Blockchain technology is an incredibly young concept. It’s recent spike in monetary gain and media buzz has caused a lot of people to want to dive in headfirst and hope for the best. Experts have been calling it the “new dotcom boom”, and enthusiasts see it as a way to upheave current systems in every industry. These articles are meant to be a primer on the field of blockchain technology, giving an overview of the landscape and an attempt to clear up confusion around topics. Yet these articles can only explore what is currently being done in the field, and as regulations are put into place and the uses of blockchain become more clear, definitions and understandings may change. That said, blockchain technology is an exciting subject and will definitely offer new opportunities for growth, and the possibilities are endless as to how it can help.

So What is Bitcoin Again?

Bitcoin is a cryptocurrency built on blockchain technology. In theory, Bitcoin will be able to be used in the same way we spend a U.S. dollar, but it is still trying to gain holding as a viable currency and is mostly speculation at the moment. The key to Bitcoin is that it is built on a blockchain network, which is a decentralized, constantly updating, and public ledger of transactions — making it highly secure.

Via: Blockgeeks

What is a Smart Contract?

Also built on blockchain technology, a smart contract is a way to “exchange money, property, shares, or anything of value in a transparent, conflict-free way while avoiding the services of a middleman” (blockgeeks.com). Whereas Bitcoin can only exchange currency, smart contracts can exchange basically anything via an automatic transaction. A common analogy to a smart contract is a vending machine — you drop in a dollar, and your Snickers immediately drops out with no need to have someone process the transaction for you. However, experts are looking at smart contracts as a potential way to rent apartments, buy cars, and manage entire supply chains.
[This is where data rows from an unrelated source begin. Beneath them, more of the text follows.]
PR #1697, opened 2025-05-06
feat: add bigframes.bigquery.json_value

chelsea-lin:
This change is adding `bigframes.bigquery.json_value` function, which is tested through doctest.


GarrettWu (approved):
Can we add sys tests in addition to doc tests?

PR #1688, opened 2025-05-05
chore: create private `_read_gbq_colab` which will enable partial ordering mode even when session is in strict mode

tswast:
Also,

* chore: create private _read_gbq_colab which will enable partial ordering mode, disable progress bars, disable default index, and communicate via callbacks

Thank you for opening a Pull Request! Before submitting your PR, there are a few things you can do to make sure it goes smoothly:
- [ ] Make sure to open an issue as a [bug/issue](https://github.com/googleapis/python-bigquery-dataframes/issues/new/choose) before writing your code!  That way we can discuss the change, evaluate designs, and agree on the general idea
- [ ] Ensure the tests and linter pass
- [ ] Code coverage does not decrease (if any source code was changed)
- [ ] Appropriate docs were updated (if necessary)

Towards internal issue  b/409104302 🦕

PR #1704, opened 2025-05-07
chore: add pyformat_args to _read_gbq_colab

tswast:
Follow-up to https://github.com/googleapis/python-bigquery-dataframes/pull/1688


tswast:
Chatted offline. Will update to avoid injecting unescaped strings. I'm considering adding google-cloud-bigquery Table* objects as a simpler alternative that can be used to represent a table before following up with DataFrame support.

TrevorBergeron (approved):

PR #1706, opened 2025-05-07
chore: improve get_started notebook

sycai:
Key changes:
* Reworded some section to differentiate it from the `template` notebook.
* Replaced `head()` calls with `peek()` when necessary
* Removed the output cell of installing bigframes
* Replaced a string concatenation with f-string
* Tweaked some constants to make the results more expressive


chelsea-lin (approved):
LTGM overall

PR #1708, opened 2025-05-08
refactor: Streamline executor paths

TrevorBergeron:


tswast (approved):

tests/system/large/test_dataframe_io.py
```diff
@@ -32,23 +29,6 @@ def test_to_pandas_batches_raise_when_large_result_not_allowed(session):
         next(df.to_pandas_batches(page_size=500, max_results=1500))
 
 
-def test_to_pandas_batches_override_global_option(
```
tswast, line 35: I'm curious why we're deleting this test. Do we have a test that makes sure that we do still create a destination table when `allow_large_results=True`?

What is The Ethereum Project?

Created first in 2013 by Russian-American Vitalik Buterin, Ethereum is a new kind of blockchain that uses smart contracts to create a “world computer”. It was released to the public in 2015 and has become the second-highest valued cryptocurrency behind Bitcoin. However, Ethereum has an exponentially greater functionality. This is because of two reasons:

1 — Ethereum is verified at a much faster rate

Whereas each block in the Bitcoin blockchain is verified every ten minutes, each Ethereum block is verified every twelve seconds. This allows for more transactions, of all sorts, to take place. The speed difference comes from Ethereum’s “proof of stake” model of Bitcoin’s “proof-of-work”. A “proof-of-stake” verification relies on transaction fees paid by the the verifier to complete the payment. In this way, transactions on Ethereum can cycle through blocks faster and build more, even if some argue that it is less secure.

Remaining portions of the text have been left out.